Know the general discipline plans for the school.

Know if the school uses an overall behavior plan like PBIS (Positive Behavioral Intervention and Supports) or Boystown Skills. You don’t have to be an expert, but asking a colleague or office staff member what the protocol is for certain behaviors will help guide your day. It also will allow you to know the expectations for common areas and classroom behaviors as well as how to address positive and negative behaviors that students may show.

Incentivize positive behavior.

Reinforce positive behaviors in the classroom by not only addressing when students misbehave, but leaving specific names and details in notes of students that go above and beyond expected behaviors. Tell the students that you will leave a name for the most helpful or kind student to report back to their teacher. You may also want to use substitute punch cards. The students will get their card punched when they behave for the substitute. You could share these with teachers that you sub for so they can use them again and again, or you may want to keep them when you sub in classrooms frequently. These are perfect for long term gigs as well!
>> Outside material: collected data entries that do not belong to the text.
Issue #3741, opened 2024-09-23
[Bug]: Freeze when trying to save changes after aborted pragma legacy_alter_table


chrschllr:
### What did you do?

Minimal steps to reproduce:
- Go to File → New In-Memory Database
- Create dummy table (anything that creates a savepoint/transaction)
- Execute `pragma legacy_alter_table=1`
- Select either option of the *"Setting PRAGMA values or vacuuming will commit your current transaction"* dialog (the outcome is the same) - execution will finish with errors
- Write changes (`Ctrl+S`) - a popup will appear (*"The database is currently busy: executing query"*)
- Select either option of the *"Do you want to abort that other operation"* dialog (the outcome is the same)
- Application will freeze and has to be killed externally

### What did you expect to see?

When aborting the other operation, a normal save
When not aborting the other operation, nothing

### What did you see instead?

A total freeze/deadlock in any case

### DB4S Version

3.13.99 (nightly)

### What OS are you seeing the problem on?

Windows, Linux

### OS version

Windows 10, Arch Linux 2024.03.01

### Prevention against duplicate issues

- [X] I have searched for similar issues

chrschllr:
I created [pull request #3742](https://github.com/sqlitebrowser/sqlitebrowser/pull/3742) detailing what I suspect to be the cause

Issue #1686, opened 2018-12-24
Cannot rename table if part of a view


chrisjlocke:
Details for the issue
--------------------
This may be linked to #1650.
Tried to rename a table, but it failed as it tried to do something with the view, and failed.

![image](https://user-images.githubusercontent.com/7872218/50400913-b4161600-0782-11e9-99ef-32b1c8a65798.png)

#### What did you do?
Tried to modify a table.  In fact, just opening the 'Edit table definition' window and clicking 'OK' causes the error (which obviously tries to rebuild the table)

#### What did you expect to see?
No error

#### What did you see instead?
An error.

Useful extra information
-------------------------

The info below often helps, please fill it out if you're able to. :)

#### What operating system are you using?

- [x] Windows: ( _version:_ _10__ )
- [ ] Linux: ( _distro:_ ___ )
- [ ] Mac OS: ( _version:_ ___ )
- [ ] Other: ___

#### What is your DB4S version?

- Nightly (24 Dec)
- [ ] 3.11.0-alpha1 or 3.11.0-beta*
- [ ] 3.10.1
- [ ] Other: ___

#### Did you also

- [x] Try out the latest nightly version: https://github.com/sqlitebrowser/sqlitebrowser#nightly-builds
- [ ] Search for an existing similar issue: https://github.com/sqlitebrowser/sqlitebrowser/issues?utf8=%E2%9C%93&q=is%3Aissue%20

justinclift:
Heh Heh Heh.  Good catch @chrisjlocke. :smile:

MKleusberg:
For me this just works :confused: I get the same SQL log as you but without any errors. Can you maybe double check which SQLite version is used in the nightlies?

MKleusberg:
Ok, this version should definitely work :slightly_frowning_face: 

@chrisjlocke You said "In fact, just opening the 'Edit table definition' window and clicking 'OK' causes the error (which obviously tries to rebuild the table)". Can you check if this is still happening in the latest nightly build? I fixed this problem and the new code is similar to the code which should have prevented #1677 from ever happening. So it's interesting to see if the new code works as expected or if it has the same problem, i.e. if just clicking 'OK' rebuilds the table or not :smile:

justinclift:
As a data point (related to my previous comment), it turns out SQLite 3.25.3 is safe too.  That release also has the patch for the Magellan vulnerability.

MKleusberg:
[...]

PR #3742, opened 2024-09-23
Fix freeze/deadlock after aborted pragma

chrschllr:
This is a proposed fix for [#3741](https://github.com/sqlitebrowser/sqlitebrowser/issues/3741).
(I stumbled upon this when using `pragma legacy_alter_table=1` as a workaround for [#1686](https://github.com/sqlitebrowser/sqlitebrowser/issues/1686), *after* I had added a few rows to a table.)

When saving, the GUI thread blocks on `DBBrowserDB::waitForDbRelease` line 847, where it waits for `db_used` to become `false`. This must be done by `~db_pointer_type` (`DatabaseReleaser`).

In `RunSql::executeNextStatement` this deleter is normally invoked by `RunSql::releaseDbAccess`, but in the case of a pragma statement on a dirty DB, the function exits early (line 140) without calling `releaseDbAccess`. This creates a deadlock, as `db_used` is never set to `false` - thus hindering the GUI thread from accepting any user input.

Calling the aforementioned method before returning resolved the issue for me. I'm neither familiar with the `sqlitebrowser` codebase nor with C++ in general, so this probably isn't the best solution.

### DIFF
--- a/src/RunSql.cpp
+++ b/src/RunSql.cpp
@@ -137,6 +137,7 @@ bool RunSql::executeNextStatement()
                 } else {
                     // Abort
                     emit statementErrored(tr("Execution aborted by user"), execute_current_position, execute_current_position + (query_type == PragmaStatement ? 5 : 6));
+                    releaseDbAccess();
                     return false;
                 }
             }


lucydodo (approved):

lucydodo:
Thanks for the contribution. This seems like a decent approach to me, But before I merge it, I'd like to ask our lead maintainer for his opinion: @mgrojo I was wondering if you had any thoughts on this PR? :)

mgrojo:
Thanks, @chrschllr. This seems correct. It also fixes the uglier part of #3723, although the VACUUM is still not executed.

I will merge it to master branch now, and it should also go in our next bug-fix release.

PR #3762, opened 2024-10-12
Exclude OpenBSD from -ldl as libc provides it there

tuftedocelot:


justinclift:
Thanks @tuftedocelot, this seems reasonable.  Lets try it out, and if it turns out to cause problems we can always investigate then. :smile:

PR #3711, opened 2024-08-23
Adding Qt6 support

sandman7920:
This PR adds support for Qt6 and a new CMake configuration.
Both Qt 5 and 6 are supported.
The lowest-tested Qt5 version is 5.12.2 on Windows.
Qt5 is enabled by default, to build with Qt6 run cmake with **-DQT_MAJOR=Qt6**

Windows deployment is more automated:
```
cmake -GNinja -S d:\sqlitebrowser -B d:\sqlitebrowser_builds\release -DCMAKE_PREFIX_PATH="c:\dev\x64;C:\Qt\5.15.2\msvc2019_64" -DCMAKE_BUILD_TYPE=Release -DCMAKE_INSTALL_PREFIX=d:\sqlitebrowser_builds\DB.Browser.for.SQLite-x.xx-win64
cmake --build d:\sqlitebrowser_builds\release
cmake --install d:\sqlitebrowser_builds\release
```
This will build and deploy the project with all dependencies.

Currently, Qt6 depends on **Qt6::Core5Compat**, in the future, this should be dropped.

PR #3789, opened 2024-10-31
Reduce foreign key layout margins

bodwok:
Hello. Currently, the child widgets of the `ForeignKeyEditor` are displayed in a shrunk form:

screenshot

This PR sets layout margins to 0 to avoid shrinking the `ForeignKeyEditor`'s child widgets.
Something similar was previously implemented using `setMargin` and was disabled in #3711 because `setMargin` was deprecated.


mgrojo:
Thanks for the fix, @bodwok. It's merged now.

Issue #3788, opened 2024-10-30
[Feature]: Add ability to "Check for updates..." to update the SQLite Browser app


JoeFerrucci:
### Describe the new feature

- Add a "Check for updates..." option in the menu bar

When I opened the app, it asked me to update but I was in a hurry and didn't want to update so I dismissed it. 
I went to find the check for updates option in menu bar and settings but didn't find it. 
I opened and closed the app a couple times; still didn't trigger it again. 

### Does this feature exist in another product or project? Please provide a link

Yes, they exist in most products

### Do you have a screenshot? Please add screenshots to help explain your idea.

![Screenshot 2024-10-30 at 10 45 41 AM](https://github.com/user-attachments/assets/f08c76ac-87e3-4c75-b18e-9c316c6c740d)

chrisjlocke:
If you go to the preferences, there is an option, 'check for updates' checkbox.  Ensure this is checked (or ticked), close the application and reopen it.  :)

JoeFerrucci:
> If you go to the preferences, there is an option, 'check for updates' checkbox. Ensure this is checked (or ticked), close the application and reopen it. :)

Yes, I stated that in the description but I can't get it to trigger anymore. An action to "Check for updates..." would be preferred.

Again, to restate, the check for updates "IS" enabled, but its not triggering the update anymore. I temporarily dismissed it and now it won't come back.

CTA to "Check for updates..." preferred.

Thanks, feel free to close if you don't want it

JoeFerrucci:
Here's an example, I've also updated the description to include it:
![Screenshot 2024-10-30 at 10 45 41 AM](https://github.com/user-attachments/assets/f08c76ac-87e3-4c75-b18e-9c316c6c740d)

chrisjlocke:
What version of DB4S are you using?
(Click 'Help' then 'About')

JoeFerrucci:
> What version of DB4S are you using? (Click 'Help' then 'About')

3.12.2

JoeFerrucci:
I'll reiterate just in case it got lost in the back-and-forth:

`DB4S 3.12.2` asked me to update _to_ `3.13.1` but I chose **not to** update at that time.

Since then, I've opened and closed the app a few times but it did not give me the update prompt again. 

However, I just opened it again and it finally asked me to update. Now I'm on 3.13.1.

justinclift:
[...]

PR #3791, opened 2024-11-02
Add 'Check for Updates' menu

lucydodo:
This PR adds a menu for users to manually check for the latest updates. While there was already an automatic check for updates, there was previously no way for users to check again if they decided to ignore an update. Related: #3788

It may come off as a bit rude or presumptuous,
but this PR simply relocates existing code and adds a few lines, so I won’t be detailing the changes extensively. If there are any parts that need clarification, please let me know in the comments, and I’ll be happy to provide a detailed response.

However, the reason I'm requesting a review for this change as a PR is that I have the following two questions for myself.
https://github.com/sqlitebrowser/sqlitebrowser/blob/5ff87937c16b82e02c2ba774e9df7373b996ad82/src/MainWindow.cpp#L116-L125
1. Why didn’t we define the code I relocated right within the checkNewVersion function from the start? Of course, it can be defined separately, and **I fully respect that choice**. However, what I'm really wondering is whether there might be something related to network communication that I’m not aware of.

https://github.com/sqlitebrowser/sqlitebrowser/blob/c6ce01b3c5702db28f79ea95a506b8eb2f5edd95/src/MainWindow.h#L216
2. Would it be a good idea to change the name of the "silent" variable to "manual"?

Any comments and review are welcome. Thanks :)

> Confirmed to work in the Ubuntu 24.04 environment.

### DIFF
--- a/src/MainWindow.cpp
+++ b/src/MainWindow.cpp
@@ -112,18 +112,7 @@ void MainWindow::init()
 #ifdef CHECKNEWVERSION
     // Check for a new version if automatic update check aren't disabled in the settings dialog
     if(Settings::getValue("checkversion", "enabled").toBool())
-    {
-        RemoteNetwork::get().fetch(QUrl("https://download.sqlitebrowser.org/currentrelease"), RemoteNetwork::RequestTypeCustom,
-                                   QString(), [this](const QByteArray& reply) {
-            QList<QByteArray> info = reply.split('\n');
-            if(info.size() >= 2)
-            {
-                QString version = info.at(0).trimmed();
-                QString url = info.at(1).trimmed();
-                checkNewVersion(version, url);
-            }
-        }, false, true);
-    }
+        checkNewVersion(true);
 #endif
 
     // create facade objects to dbTreeWidgets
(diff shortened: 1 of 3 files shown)


src/MainWindow.cpp
```diff
@@ -2437,59 +2426,82 @@ void MainWindow::reloadSettings()
...
-                // save that the user don't want to get bothered about this update
-                Settings::setValue("checkversion", "ignmajor", major);
-                Settings::setValue("checkversion", "ignminor", minor);
-                Settings::setValue("checkversion", "ignpatch", patch);
+                if(!silent)
+                    QMessageBox::information(this, QApplication::applicationName(), tr("You are using the latest version."));
             }
         }
-    }
+    }, false, true);
```
mgrojo, line 2504: Not that I find this a problem, but probably the original implementation made the lambda function call another function so it didn't get so big. In fact, this final part seems to come from nowhere.

src/MainWindow.cpp
```diff
@@ -2437,59 +2426,82 @@ void MainWindow::reloadSettings()
...
-            msgBox.setTextFormat(Qt::RichText);
-            msgBox.setWindowTitle(tr("New version available."));
-            msgBox.setText(tr("A new DB Browser for SQLite version is available (%1.%2.%3).<br/><br/>"
-                              "Please download at <a href='%4'>%4</a>.").arg(major).arg(minor).arg(patch).
-                                arg(url));
-            msgBox.exec();
-
-            if(msgBox.clickedButton() == idontcarebutton)
+                // check if the user doesn't care about the current update
+                if(!(ignmajor == major && ignminor == minor && ignpatch == patch))
```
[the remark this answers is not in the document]
lucydodo: Yes, that’s a reasonable opinion.
I’ll change it so that the setting will be ignored when manually checked without resetting that. Button also.

src/MainWindow.cpp
```diff
@@ -2437,59 +2426,82 @@ void MainWindow::reloadSettings()
     ui->tabSqlAreas->setTabsClosable(Settings::getValue("editor", "close_button_on_tabs").toBool());
 }
 
-void MainWindow::checkNewVersion(const QString& versionstring, const QString& url)
+void MainWindow::checkNewVersion(const bool silent)
```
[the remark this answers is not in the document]
lucydodo: Alright. Do you happen to know how to set it to pass 'true' when calling the slot?
From what I've found, it seems the code gets quite complex. 🤔

src/MainWindow.cpp
lucydodo: Sorry, My knowledge is limited, so I don't quite understand. Could you explain it in a bit more detail? :pray:

mgrojo: These two parameters are the last ones for the call to `RemoteNetwork::fetch()`:
https://github.com/sqlitebrowser/sqlitebrowser/blob/c6ce01b3c5702db28f79ea95a506b8eb2f5edd95/src/RemoteNetwork.h#L48

They come after the std::function parameter, which is passed to the call as a lambda function, that is, an anonymous, inline function. They're arguably too far from the beginning of the `fetch()` call. That could be solved reordering the parameters.

But moreover, Lambda functions are usually short, otherwise they seem convoluted against a call to a named function defined elsewhere.

src/MainWindow.cpp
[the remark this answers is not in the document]
mgrojo: I don't know, it isn't probably possible through the UI definition. You could use a `connect` call in the C++ code or define a wrapping parameterless function `checkManuallyNewVersion()` which calls `checkNewVersion(true).`

A third option is just calling it `bool automatic` ;-)

src/MainWindow.cpp
lucydodo: Understood, but changing the order of parameters could cause side effects,
so how about defining another function and calling it instead, as we originally did?

mgrojo: Defining another function seems good to me.

lucydodo:
I think we're ready to merge the PRs now, can you take another look?

mgrojo (approved):
It looks good.

Issue #3714, opened 2024-08-28
[Bug]: get database table is locked error when opening some dbs


Tafaza:
### What did you do?

When opening through UI or double clicking the db file to open it, I got this error message:
`executeSQL:  "database table is locked (SELECT type,name,sql,tbl_name FROM \"main\".sqlite_master;)"
"could not get list of db objects: database table is locked"`

### What did you expect to see?

The exact same files will open with version 3.12.2 with no problem at all.

A very simple db to reproduce the issue is zipped [here](https://github.com/user-attachments/files/16785052/mydb.zip)

### What did you see instead?

An error message pops up: `executeSQL:  "database table is locked (SELECT type,name,sql,tbl_name FROM \"main\".sqlite_master;)"
"could not get list of db objects: database table is locked"`

### DB4S Version

3.13.0

### What OS are you seeing the problem on?

Windows

### OS version

Windows 11

### Prevention against duplicate issues

- [X] I have searched for similar issues

Tafaza:
After reloading db structure with Refresh button the db is read correctly.
Writing some changes, closing and reopening it, I still get the error.

deitry:
Seems to be the duplicate of https://github.com/sqlitebrowser/sqlitebrowser/issues/3636

LaurentGrenet:
I have exactly the same issue.
I specify following points : 
- Error does not occur with all existing databases, but if it occurs with a given database, it occurs repetitively with this database, even if it has been updated in the meanwhile
- Error NEVER occurs with previous version of DbBrowserForSql (3.12.2) and database that do not open in 3.13 do open in 3.12.2
- As mentioned by @Tazafa above, after reloading db structure with Refresh button the db is read correctly.
- I specify that (contrary to what seems to be said about #3636, supposed to be duplicate of this one ), this error do not occur when **creating** a database, but rather when **opening an existing database**
- Due to the fact that "refreshing" the database allow to use it, this bug is not fully blocking, but nevertheless really annoying....

justinclift:
@mgrojo @lucydodo This one sounds tricky to investigate?  What do you guys reckon?

lucydodo:
If I recall correctly, this issue was resolved some time ago.
I'll try to reproduce the issue later tonight and get back to you with a definitive answer.

LaurentGrenet:
Please find here attached another example of such a database that opens correctly in 3.12.2 and fails in 3.13
[...]

Issue #3636, opened 2024-05-13
[Bug]: Unable to open databases with encoding UTF-16le


stefanofraccaro:
### What did you do?

I opened the database with version 3.13.0-rc1 but an error appear: 
executeSQL:  "database table is locked (SELECT type,name,sql,tbl_name FROM main.sqlite_master;)"
"non posso ottenere la listra degli oggetti db: database table is locked"
The same database file works well with version 3.12.2 (integrity check results OK, foreign_key results OK)

### What did you expect to see?

I expected to see tables, indexes and views. All groups are empty ( 0 ).

### What did you see instead?

executeSQL:  "database table is locked (SELECT type,name,sql,tbl_name FROM main.sqlite_master;)"
"non posso ottenere la listra degli oggetti db: database table is locked"
![dbbrowser_3_13_99_20240512](https://github.com/sqlitebrowser/sqlitebrowser/assets/4329578/2529f133-a810-4304-b4ad-2bc82a8baf51)

### DB4S Version

3.13.0-rc1

### What OS are you seeing the problem on?

Windows

### OS version

Windows 10 22H2

### Prevention against duplicate issues

- [X] I have searched for similar issues

stefanofraccaro:
[db2.zip](https://github.com/sqlitebrowser/sqlitebrowser/files/15296155/db2.zip)

FriedrichFroebel:
Do you have the file open with different applications at the same time or do you see any other files with a similar name inside the directory? The message seems to indicate so.

stefanofraccaro:
I tried on another computer with Windows 11 but the result is the same. I don't have any other file in folder. I don't have any other application running. This database (db2) has 1 table and 1 index. If you try to open it with 3.13.0-rc1 with the "Open Database" button, you don't have the alarm but tables and indexes are zero (0) instead if one (1).
If you open the database by double clicking on it, you see the alarm and have zero (as before) on table and indexes. The database is not empty.

chrisjlocke:
I can reproduce this using your database file.
I've never seen this error before.

![image](https://github.com/sqlitebrowser/sqlitebrowser/assets/7872218/de1a4db4-f109-4ac5-9176-c61f2efedb9b)

Trying to attach it to a known-working database also generates an error.

Works OK in the command-line sqlite3 though.  No data - just one 'users' table, is that right?

stefanofraccaro:
[...]

PR #3792, opened 2024-11-02
Check database file encoding to set appropriate opening mode

lucydodo:
This PR adds support for UTF-16LE and UTF-16BE database files. Related: #3714

Tested with the following three database files on macOS 15.0.1 (24A348) environment.
- [Chinook Database v1.4.5](https://github.com/lerocha/chinook-database/releases/tag/v1.4.5)
- [LaurentGrenet's Database](https://github.com/sqlitebrowser/sqlitebrowser/issues/3714#issuecomment-2410164920)
- [Tafaza's Database](https://github.com/sqlitebrowser/sqlitebrowser/issues/3714)

Any comments and review are welcome. Thanks :)

### DIFF
--- a/src/sqlitedb.cpp
+++ b/src/sqlitedb.cpp
@@ -209,7 +209,7 @@ bool DBBrowserDB::open(const QString& db, bool readOnly)
 
     const char* encodingBytes = header.constData() + 56;
     // The variable 'encoding' will have one of the following values:
-    // 1: UTF-8, 2: UTF-16LE, 3: UTF-16BE
+    // SQLITE_UTF8, SQLITE_UTF16LE, SQLITE_UTF16BE (https://www.sqlite.org/fileformat.html#text_encoding)
     quint32 encoding = ((quint8)encodingBytes[0] << 24) |
                    ((quint8)encodingBytes[1] << 16) |
                    ((quint8)encodingBytes[2] << 8) |
@@ -217,7 +217,7 @@ bool DBBrowserDB::open(const QString& db, bool readOnly)
 
     // Open database file
     int status=0;
-    if(encoding == 1)
+    if(encoding == SQLITE_UTF8)
     {
         status = sqlite3_open_v2(
                 db.toUtf8(),
--- a/src/sqlitedb.cpp
+++ b/src/sqlitedb.cpp
@@ -196,8 +196,43 @@ bool DBBrowserDB::open(const QString& db, bool readOnly)
     if(tryEncryptionSettings(db, &isEncrypted, &cipherSettings) == false)
         return false;
 
+    // Open database file header to determine encoding
+    QFile file(db);
+    if(!file.open(QIODevice::ReadOnly))
+    {
+        lastErrorMessage = tr("Cannot open database file: %1").arg(file.errorString());
+        return false;
+    }
+
+    QByteArray header = file.read(100);
+    file.close();
+
+    const char* encodingBytes = header.constData() + 56;
+    // The variable 'encoding' will have one of the following values:
+    // 1: UTF-8, 2: UTF-16LE, 3: UTF-16BE
+    quint32 encoding = ((quint8)encodingBytes[0] << 24) |
+                   ((quint8)encodingBytes[1] << 16) |
+                   ((quint8)encodingBytes[2] << 8) |
+                   ((quint8)encodingBytes[3]);
+
     // Open database file
-    if(sqlite3_open_v2(db.toUtf8(), &_db, readOnly ? SQLITE_OPEN_READONLY : SQLITE_OPEN_READWRITE, nullptr) != SQLITE_OK)
+    int status=0;
+    if(encoding == 1)
+    {
+        status = sqlite3_open_v2(
+                db.toUtf8(),
+                &_db,
+                readOnly ? SQLITE_OPEN_READONLY : SQLITE_OPEN_READWRITE,
+                nullptr);
+    }
+    else
+    {
+        status = sqlite3_open16(db.constData(), &_db);
+        if (status == SQLITE_OK && readOnly)
+            sqlite3_exec(_db, "PRAGMA query_only = TRUE;", nullptr, nullptr, nullptr);
+    }
+
+    if (status != SQLITE_OK)
     {
         lastErrorMessage = QString::fromUtf8(sqlite3_errmsg(_db));
         return false;


lucydodo:
@mgrojo I am requesting a review since you discussed the issue together in the related thread.
If you have time, I would appreciate it if you could take a look. Thanks :)

src/sqlitedb.cpp
```diff
@@ -196,8 +196,43 @@ bool DBBrowserDB::open(const QString& db, bool readOnly)
...
+                db.toUtf8(),
+                &_db,
+                readOnly ? SQLITE_OPEN_READONLY : SQLITE_OPEN_READWRITE,
+                nullptr);
+    }
+    else
+    {
+        status = sqlite3_open16(db.constData(), &_db);
+        if (status == SQLITE_OK && readOnly)
+            sqlite3_exec(_db, "PRAGMA query_only = TRUE;", nullptr, nullptr, nullptr);
```
mgrojo, line 232: According to https://www.sqlite.org/pragma.html#pragma_query_only
> However, the database is not truly read-only. You can still run a [checkpoint](https://www.sqlite.org/wal.html#ckpt) or a [COMMIT](https://www.sqlite.org/lang_transaction.html) and the return value of the [sqlite3_db_readonly()](https://www.sqlite.org/c3ref/db_readonly.html) routine is not affected.

Is strange that this is the solution for those two issues (#3714 and #3636). Are we working around some bug in SQLite3? Shouldn't it detect the database encoding and act accordingly?

The documentation for these functions say that they determine the default encoding for databases *created* using these functions, not when opening already created databases. Everything seems to indicate that SQLite3 should do that automatically.

There's nothing written, but my impression is that sqlite3_open16 is deprecated in favour of sqlite3_open_v2, and you only have to convert to UTF-8 the filename if running on an OS with UTF-16 filenames (I think Windows is like that, but not Linux; I don't know about macOS). Then, if creating the DB, you use "pragma ENCODING" to set the database encoding.

mgrojo (commented):
I don't understand how this fixes the issue. Why did it work in the previous version?

src/sqlitedb.cpp
```diff
@@ -196,8 +196,43 @@ bool DBBrowserDB::open(const QString& db, bool readOnly)
...
+        return false;
+    }
+
+    QByteArray header = file.read(100);
+    file.close();
+
+    const char* encodingBytes = header.constData() + 56;
+    // The variable 'encoding' will have one of the following values:
+    // 1: UTF-8, 2: UTF-16LE, 3: UTF-16BE
+    quint32 encoding = ((quint8)encodingBytes[0] << 24) |
```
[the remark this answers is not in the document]
lucydodo: Good idea, changed via afb2c431945968e893da287f51eaacacb0c21348.
> https://www.sqlite.org/fileformat.html#database_header

Regarding the 56 offset, you can refer to the file header specifications provided by SQLite.

mgrojo:
I think we are affected by this bug (we are even mentioned):

https://sqlite.org/forum/forumpost/09503b4d33

That explains my build does not show the problem, it is based on "SQLCipher Version 3.4.1 (based on SQLite 3.15.2)."

I don't know how to check if we have the fix in our version of SQLite, or even if their fix is released already or not. @justinclift do you know how to check that?

src/sqlitedb.cpp
lucydodo: The `sqlite3_open16` function doesn’t provide an option to open the file in read-only mode, unlike `sqlite3_open_v2`, so that’s why it was done this way.

It might be possible to use a URI filename as shown like this: `file:data.db?mode=ro`
but to do so, we would need to compile and provide the SQLite binaries ourselves for Linux, macOS, and Windows.

mgrojo:
That SQLite bug also explains why it is reproduced with [AppImage for v3.13.1](https://github.com/sqlitebrowser/sqlitebrowser/releases/download/v3.13.1/DB.Browser.for.SQLite-v3.13.1-x86.64-v2.AppImage) (based on SQLite 3.46.1) but not for [v3.13.0](https://github.com/sqlitebrowser/sqlitebrowser/releases/download/v3.13.0/DB.Browser.for.SQLite-v3.13.0-x86.64.AppImage) (based on SQLite 3.15.2).

If we look only at the dates, I guess the fix is in SQLite 3.47.0 released on 2024-10-21.

mgrojo:
It still happens in https://github.com/sqlitebrowser/sqlitebrowser/releases/download/continuous/DB.Browser.for.SQLite-dev-5ff8793-x86.64.AppImage which is based on 3.47.0.

I think the anonymous user is right, and they haven't been carefully listened to. The problem is still there after the supposed fix.
https://sqlite.org/forum/forumpost/568278e1d3768454

@lucydodo  I think your PR shouldn't be merged. The encoding detection should be automatically done by SQLite3 and you have demonstrated with your changes that it isn't correctly doing it, and that causes the DB lock. SQLite3 is the one that should fix it, since this worked with previous versions.

mgrojo:
I added a comment on the forum to explain what we are seeing, which is "Awaiting Moderator Approval".

justinclift:
> I don't know how to check if we have the fix in our version of SQLite, or even if their fix is released already or not. @justinclift do you know how to check that?

Nah.  @lucydodo has been creating the SQLite build pieces on our various platforms (except Snap) for a while now.  It's probably just going to be a case of checking if it's an affected version of SQLite or not.

justinclift:
Hopefully the people on the SQLite Forum have a idea of how to assist in relation to [@mgrojo's post](https://sqlite.org/forum/forumpost/8096547cf766c681).

lucydodo:
> I think your PR shouldn't be merged.

@mgrojo There is absolutely no issue, and I agree with what you've said.
For now it's important to wait for SQLite's feedback, identify the exact cause of the issue, and then choose a better solution.

> Nah. @lucydodo has been creating the SQLite build pieces on our various platforms (except Snap) for a while now. 

Yes, I have been in charge of the overall deployment process across each platfrom recently.
Currently, the nightly builds for AppImage and Windows are set up to automatically fetch the latest versions of SQLCipher and SQLite. (I am also responsible for macOS, but it hasn't been updated to the latest version yet.)

> If we look only at the dates, I guess the fix is in SQLite 3.47.0 released on 2024-10-21.

But in today's nightly build, which uses SQLite version 3.47.0, the issue is still occurring.

lucydodo:
{A9023B56-8580-45BB-8810-D4740C1C8E2A}
This bug has been identified as an issue on the SQLite side. I have confirmed that building the latest commit, `61cf538`, from the SQLite `master` branch resolves the problem without needing to modify our app. I would like to express my gratitude to @mgrojo  for helping me pinpoint the cause of the issue and to the SQLite team for fixing the bug.

justinclift:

You can grab them for FREE by signing up for the free resource library or read more in the blog post below.

Be consistent.

Fair isn’t always equal, and some students may have different behavior expectations than others due to individualized education plans, 504 plans, or other needs. As a sub, the important thing to remember is to be consistent. If you are in a long term situation and get to know the kids better, you may be able to let the star student run errands without a pass, but in the beginning, make sure each child is held to the same standards and accountability for behavior. Read the teacher’s notes in regards for rules for using passes, eating snacks, electronic policies, and other rules. If the teacher does not provide you with this information, you may want to quickly check with a colleague. Students tend to misbehave when you are too strict or too lenient, so the best thing you do is just follow-through and stay consistent with your expectations.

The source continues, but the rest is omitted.